Susan W is a trusted source on General Cooking.
I'm curious about these. I've lived in Greece, travelled to Greece and come from a Greek family. I don't know of two-toned Gigante beans. That means next to nothing. As CV said, there are so many cultivars, it's impossible to say. Did you not ask the seller about them?
fresh or dried? favas?
Chris is a trusted source on General Cooking
Post a picture if you can.
Here's a picture
They look a little like scarlet runner beans but those are way more pink than brown.
Again, your best chance of correctly identifying them would be to contact the merchant. Only they are going to know for certain what they are.

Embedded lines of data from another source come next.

PR #849, opened 2019-12-31
Allowing user to pick from multiple implementations when using 'Go to symbol implementation'

mrbrian:
When navigating to a symbol's implementation, the existing behaviour was to go to the first implementation it receives from LSP.

This pull request will pop up a dialog and let the user pick from multiple implementations.

Gif preview: https://github.com/mrbrian/LSP/blob/big_gifs/docs/images/goto_implementation.gif

I've only tested my changes with C++ & CCLS so far.  I'm not sure how to setup a test with Javascript.

### DIFF
--- a/plugin/goto.py
+++ b/plugin/goto.py
@@ -83,7 +83,7 @@ class LspGotoCommand(LspTextCommand):
                     flags=sublime.TRANSIENT | sublime.ENCODED_POSITION | sublime.FORCE_GROUP)
 
         window = sublime.active_window()
-        orig_sel = []
+        orig_sel = []  # type: List[sublime.Region]
         if window.active_view():
             view = sublime.View(window.active_view())
             sel = view.sel()
--- a/plugin/goto.py
+++ b/plugin/goto.py
@@ -73,10 +73,7 @@ class LspGotoCommand(LspTextCommand):
                 open_location(window, locations[idx])
             else:
                 if orig_view:
-                    orig_view.sel().clear()
-                    # orig_view.sel().add_all(orig_sel)
                     window.focus_view(orig_view)
-                    # orig_view.show(orig_sel[0])
 
         def highlight_entry(
                 window: sublime.Window,
@@ -90,9 +87,10 @@ class LspGotoCommand(LspTextCommand):
                     flags=sublime.TRANSIENT | sublime.ENCODED_POSITION | sublime.FORCE_GROUP)
 
         window = sublime.active_window()
+        view = self.view
         if response:
             # Save to jump back history.
-            get_jump_history_for_view(self.view).push_selection(self.view)
+            get_jump_history_for_view(view).push_selection(view)
             # TODO: DocumentLink support.
             if isinstance(response, dict):
                 locations = [process_response(response)]
@@ -103,7 +101,7 @@ class LspGotoCommand(LspTextCommand):
             elif len(locations) > 1:
                 window.show_quick_panel(
                     items=[display_name for file_path, display_name, rowcol in locations],
-                    on_select=lambda x: select_entry(window, locations, x, self.view),
+                    on_select=lambda x: select_entry(window, locations, x, view),
                     on_highlight=lambda x: highlight_entry(window, locations, x),
                     flags=sublime.KEEP_OPEN_ON_FOCUS_LOST)
             # TODO: can add region here.
--- a/plugin/goto.py
+++ b/plugin/goto.py
@@ -40,10 +40,10 @@ class LspGotoCommand(LspTextCommand):
                     request, lambda response: self.handle_response(response, pos))
 
     def handle_response(self, response: 'Optional[Any]', position: int) -> None:
-        def process_response_array(array):
-            return [process_response(x) for x in array]
+        def process_response_list(responses: list):
+            return [process_response(x) for x in responses]
 
-        def process_response(response):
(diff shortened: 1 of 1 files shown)


plugin/goto.py
```diff
@@ -8,7 +8,7 @@
 from Default.history_list import get_jump_history_for_view
 
 try:
-    from typing import List, Dict, Optional, Any
+    from typing import List, Dict, Optional, Any, Tuple
     assert List and Dict and Optional and Any
```
rwols: Python 3.3, the python version that SublimeText 3 uses, has no support for `typing`. We get around this issue by trying to import the module, catching an `ImportError` in SublimeText.

This implies that anything imported from the `typing` is unknown to the python interpreter in SublimeText, so anything imported from there needs to be in _single quotes_.

To make flake8 happy, you have to put anything you import from the typing module in the `assert` expression here.

You can check your work by running `tox` locally in the repository root folder.

plugin/goto.py
```diff
@@ -40,22 +40,71 @@ def run(self, edit: sublime.Edit, event: 'Optional[dict]' = None) -> None:
                     request, lambda response: self.handle_response(response, pos))
 
     def handle_response(self, response: 'Optional[Any]', position: int) -> None:
+        def process_response_list(responses: list) -> List[Tuple[str, str, Tuple[int, int]]]:
```
rwols: For instance, ST doesn't understand what this `List` class is, so you must wrap it in single quotes:

```
def process_response_list(responses: list) -> List[Tuple[str, str, Tuple[int, int]]]
```

plugin/goto.py
```diff
@@ -40,22 +40,71 @@ def run(self, edit: sublime.Edit, event: 'Optional[dict]' = None) -> None:
...
+        def highlight_entry(window: sublime.Window, locations: List[Tuple[str, str, Tuple[int, int]]], idx: int) -> None:
+            fname, file_path_and_row_col, rowcol = locations[idx]
+            row, col = rowcol
+            window.open_file(
+                    file_path_and_row_col,
+                    group=window.active_group(),
+                    flags=sublime.TRANSIENT | sublime.ENCODED_POSITION | sublime.FORCE_GROUP)
+
         window = sublime.active_window()
+        orig_sel = []
```
rwols: I also noticed by checking your branch out locally that this needs to be type-hinted.

```suggestion
        orig_sel = []  # type: List[sublime.Region]
```

plugin/goto.py
mrbrian: Thanks!  I think I now have tox running with the same environment as the github actions (python 3.7) and without errors.  However, now it fails on the did_close test in test_single_document.SingleDocumentTestCase.  

It did pass the test in an earlier run, so I don't think its related to this PR:
https://github.com/sublimelsp/LSP/commit/94a4759518ca44328325ed5bbf93dd586fe69227/checks?check_suite_id=379337072

rwols: Yeah, it's a flaky test, don't worry about it. I'm still in the process of fixing that.

plugin/goto.py
```diff
@@ -40,22 +40,72 @@ def run(self, edit: sublime.Edit, event: 'Optional[dict]' = None) -> None:
...
+                idx: int,
+                orig_view: sublime.View) -> None:
+            if idx >= 0:
+                open_location(window, locations[idx])
+            else:
+                if orig_view:
+                    orig_view.sel().clear()
+                    # orig_view.sel().add_all(orig_sel)
+                    window.focus_view(orig_view)
+                    # orig_view.show(orig_sel[0])
```
rwols: Nitpick: please remove commented-out code.

plugin/goto.py
```diff
@@ -40,22 +40,72 @@ def run(self, edit: sublime.Edit, event: 'Optional[dict]' = None) -> None:
...
+        def select_entry(
+                window: sublime.Window,
+                locations: 'List[Tuple[str, str, Tuple[int, int]]]',
+                idx: int,
+                orig_view: sublime.View) -> None:
+            if idx >= 0:
+                open_location(window, locations[idx])
+            else:
+                if orig_view:
+                    orig_view.sel().clear()
```
rwols: orig_view.sel().clear() removes all cursors. We've had some comments in the past that this is undesirable. Do we even need to call orig_view.sel().clear()? Perhaps we can just leave it out. Otherwise, we should add back the original selection. The choice is up to you.

plugin/goto.py
```diff
@@ -40,22 +40,72 @@ def run(self, edit: sublime.Edit, event: 'Optional[dict]' = None) -> None:
...
+                    # orig_view.sel().add_all(orig_sel)
```
rwols: Nitpick: please remove commented-out code.

plugin/goto.py
mrbrian: For simplicity I removed the selection clear, but ideally it would restore the original selection.  The only thing is that mypy falsely complains that sublime.Selection isn't iterable.  (looks like its a known issue in mypy https://github.com/python/mypy/issues/2220)  So I'm not sure if there's a nice way to ignore the error?

rwols: You may use `# type: ignore` after an expression/statement to make mypy ignore that line.

rwols:
Let's see how this fares in `master`.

Just pick up the phone and call them.
I asked at the market where I bought them. They said they're like gigantes, but weren't able to provide more information. I bought them anyway, hoping that some research would provide answers.

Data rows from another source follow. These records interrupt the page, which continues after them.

Issue #845, opened 2019-12-29
Go to Definition by LSP seems not to utilize LSP properly for the new tab


jfcherng:
## Env

LSP: 0.9.3 with [LSP-intelephense](https://github.com/sublimelsp/LSP-intelephense)
LSP Server: [intelephense](https://github.com/bmewburn/vscode-intelephense) 
Windows 7 x64

By the way, LSP 0.9.2 is fine.

## Issue

New tabs opened by "LSP: Go to Definition" seem not to utilize LSP properly. After "lsp-intelephense initialized", there is no LSP functionality and no "lsp-intelephense" shown at the bottom-left corner. After closing the opened tab, the original tab has 2 `lsp-intelephense` at the bottom-left corner. If I do these steps again, there can be 3 `lsp-intelephense` and more.

Maybe related to Windows' path separator, idk. 

```
LSP: path not in existing lsp-intelephense session: e:\WWW\nthu-ee-iframe\public\include\list_faculty_functions.php
LSP: path not in existing lsp-intelephense session: e:\WWW\nthu-ee-iframe\public\include\list_faculty_functions.php
LSP: window 2 requests lsp-intelephense for e:\WWW\nthu-ee-iframe\public\include\list_faculty_functions.php
LSP: starting ['node', 'C:\\Users\\Clover\\AppData\\Roaming\\Sublime Text 3\\Packages\\LSP-intelephense\\node_modules\\intelephense\\lib\\intelephense.js', '--stdio']
LSP: window 2 added session lsp-intelephense
LSP: multi folder session: [WorkspaceFolder('nthu-ee-iframe', 'E:\WWW\nthu-ee-iframe')]
```

## Video Record 

- https://streamable.com/20wq7

predragnikolic:
I noticed this too.

It is not just LSP-intelephense :)
![good](https://user-images.githubusercontent.com/22029477/71551305-a2de9580-29e4-11ea-9f33-d685a7694feb.gif)

This bug can be reproduced with all servers :)

The minimal steps to reporduce is for LSP-json (or any other language server).
Open (or create) a `.json` file.
Open command pallete.
Type `View Pack File`
Type `.json` and select a json file not from the currently open folder.
This will print a message in the status line  `lsp-json` initialized. But the server di

rwols:
I can also reproduce this with python-language-server by doing "Go To Definition" on an imported module outside the project (for example `import html` in a py file and then goto def for that `html` token).

[...]

PR #850, opened 2020-01-01
Fix "goto def" for a foreign file (outside the workspace)

rwols:
- Take the first available language server if it's workspace-unaware
- Take the one and only language server if it's workspace-aware
- Ensure things work when ST is started with a foreign file
- Ensure sessions know what type of language server they are dealing with
  (i.e. workspace-aware or workspace-unaware) with a mutex lock.
  Actually, you can use that same mutex lock to check wether a
  session is ready (thus simplifying some test code)

The DocumentHandler needs to know wether a file is inside or outside the workspace for its _get_applicable_sessions method.

### DIFF
--- a/plugin/core/sessions.py
+++ b/plugin/core/sessions.py
@@ -5,6 +5,7 @@ from .rpc import Client, attach_stdio_client, Response
 from .process import start_server
 from .logging import debug
 import os
+import threading
 from .protocol import completion_item_kinds, symbol_kinds, WorkspaceFolder
 try:
     from typing import Callable, Dict, Any, Optional, List, Tuple
@@ -177,6 +178,7 @@ class Session(object):
         self._on_post_exit = on_post_exit
         self.capabilities = dict()  # type: Dict[str, Any]
         self.client = client
+        self.ready_lock = threading.Lock()
         self._workspace_folders = workspace_folders
         if on_pre_initialize:
             on_pre_initialize(self)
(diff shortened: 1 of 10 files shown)


rwols:
needs to be tested on windows (ping @jfcherng)

jfcherng:
@rwols tested ok for my use case in https://github.com/sublimelsp/LSP/issues/845

plugin/core/sessions.py
```diff
@@ -191,40 +193,53 @@ def get_capability(self, capability: str) -> 'Optional[Any]':
...
+            self._handle_initialize_result,
+            self._handle_initialize_error)
 
     def _supports_workspace_folders(self) -> bool:
+        assert self.ready_lock.locked()
         workspace_cap = self.capabilities.get("workspace", {})
         workspace_folder_cap = workspace_cap.get("workspaceFolders", {})
         return workspace_folder_cap.get("supported")
 
+    def supports_workspace_folders(self) -> bool:
```
predragnikolic: Why do we have two definitions for `supports_workspace_folders` and `_supports_workspace_folders`?
Can we have one?

rwols: _supports_workspace_folders is the actual implementation, supports_workspace_folders just puts a mutex lock around it. I've renamed _supports_workspace_folders to _unsafe_supports_workspace_folders. It's not supposed to be called outside the class.

rwols:
Let's bring this to master and see if any issues arise.

Issue #797, opened 2019-11-29
Some UnitTesting tests are failing with ST builds >= 4000


rwols:
The failing tests are

```
test_window_without_configs (test_configs.WindowConfigTests) ... FAIL
test_additional_edits (test_completion.QueryCompletionsTests) ... FAIL
test_dash_missing_from_label (test_completion.QueryCompletionsTests) ... FAIL
test_edit_after_nonword (test_completion.QueryCompletionsTests) ... FAIL
test_edit_before_cursor (test_completion.QueryCompletionsTests) ... FAIL
test_implement_all_members_quirk (test_completion.QueryCompletionsTests) ... FAIL
test_resolve_for_additional_edits (test_completion.QueryCompletionsTests) ... FAIL
test_simple_inserttext (test_completion.QueryCompletionsTests) ... FAIL
test_simple_label (test_completion.QueryCompletionsTests) ... FAIL
test_space_added_in_label (test_completion.QueryCompletionsTests) ... FAIL
test_var_prefix_added_in_insertText (test_completion.QueryCompletionsTests) ... FAIL
test_var_prefix_added_in_label (test_completion.QueryCompletionsTests) ... FAIL
test_var_prefix_using_label (test_completion.QueryCompletionsTests) ... FAIL
```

You probably asked some clueless clerk or shelf stocker. There is clearly someone who knows what they are because a buyer is ordering these from a wholesaler.

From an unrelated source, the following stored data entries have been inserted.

PR #853, opened 2020-01-06
Session state

rwols:
A session is ready _or_ initializing if and only if
1) it is present in wm._sessions

A session is ready if and only if
1) it is present in wm._sessions
2) a call to session.handles_path(...) or session.supports_workspace_folders() returns

A session that is exiting is immediately popped from wm._sessions, so we cannot obtain a session that is exiting.

Since wm.get_session(...) always calls session.handles_path, we are guaranteed a ready session.

We have to await the initialize request because we need to determine wether the session is workspace-aware or workspace-unaware before calling session.handles_path.

Language servers that don't respond to the initialize request are disabled temporarily for the window.

- ~Let's try adding a Windows CI~
- [x] Fix all tests on Windows. Some processes were left hanging, others needed filename_to_uri.
- ~Find and make sure that language servers that do elaborate stuff in the initialize request like downloading source code still work.~

### DIFF
--- a/.github/workflows/main.yml
+++ b/.github/workflows/main.yml
@@ -37,3 +37,28 @@ jobs:
     - run: |
         pip3 install coverage==4.5.4 codecov==2.0.15
         codecov
+
+  Windows:
+    runs-on: windows-latest
+    env:
+      CODECOV_TOKEN: ${{secrets.CODECOV_TOKEN}}
+      SUBLIME_TEXT_VERSION: "3"
+      SUBLIME_TEXT_ARCH: x64
+      PACKAGE: LSP
+    steps:
+    - uses: actions/checkout@v1
+    - run: python3 tests/server.py --version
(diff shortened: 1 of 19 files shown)


tomv564:
After reading about the issue with servers blocking on `initialize`, I remembered how LSP used to park a list of "documents to open while waiting for a session to start" somewhere on the WindowManager. That functionality was removed but it could be re-introduced to implement a "only start 1 session of a kind at a time" logic. 
Would be really nice to avoid blocking here!

rwols:
Interesting, perhaps we can go that route :)

"only start 1 session at a time"? Why would we want that? I'm confused about that sentence.

Multiple sessions can initialize at the same time right now. The current implementation is such that `get_sessions_for_view` returns an iterable of sessions when all sessions have initialized (they initialize concurrently).

The current design also allows an easy translation to asyncio, replacing the threading.Lock with an asyncio.Lock. That means we'll await non-blocking, instead of in a blocking manner right now.

PR #857, opened 2020-01-14
FIX AttributeError: module 'asyncio' has no attribute 'get_running_loop'

predragnikolic:
When running: `UnitTesting: Test current file` in test_completion.py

I'd call again on a weekday and ask to speak to the person who is in charge of buying these beans. Stores that want to stay in business don't just buy random undocumented items.
I was betting on scarlet runner beans before I saw the picture, and I think you could look for recipes for them or for Christmas limas and be happy. Here's one example, from current contest finalist Queen Sashy
Notice that her beans were also unidentified in the market! Let us know if you find out anything about the variety, and meanwhile, enjoy them.
Thanks. You're right.
Wow. Those are very brown. Here is my all time favorite recipe for Gigante beans. Absolutely delicious. You can easily adapt it to stovetop or oven if you aren't a slow cooker person.
Thanks. I'll try it.
Thinking about your beans inspired me to cook my own scarlet runner beans. I'm going to use them in another QueenSashi recipe, Prebanac or Serbian Baked Beans https://food52.com/recipes... I've made before with Christmas limas, which are quite similar, and it was genius.
Margie is a trusted home cook immersed in German foodways.
I think you have a Greek variety of an heirloom bean grown in the Steiermark, the region around Graz in Austria. These beans were brought from the Americas to Spain and England in the 1500s and eventually spread throughout Europe, as far as Turkey. They are called Käferbohnen (bug beans) and are prized for their creamy consistency and nutty flavor. You see them at famers markets in Graz and other towns in the region during the mid summer. You can google 'kaeferbohnen recipes" and you should find some Central European recipes. I think if you wanted to cook them Greek style, you could use a recipe for gigantes beans.
See https://www.steirische... for photos.
I looked up scarlet runner beans and suspect they are the N. American version of Käferbohnen. It makes sense that they would look a bit different because the beans have been spread so widely that it is inevitable that local differences would result.
Thanks very much. These were only 2.99 a pound, compared to 5.99 a pound for the gigantes. I'll cook them later this week.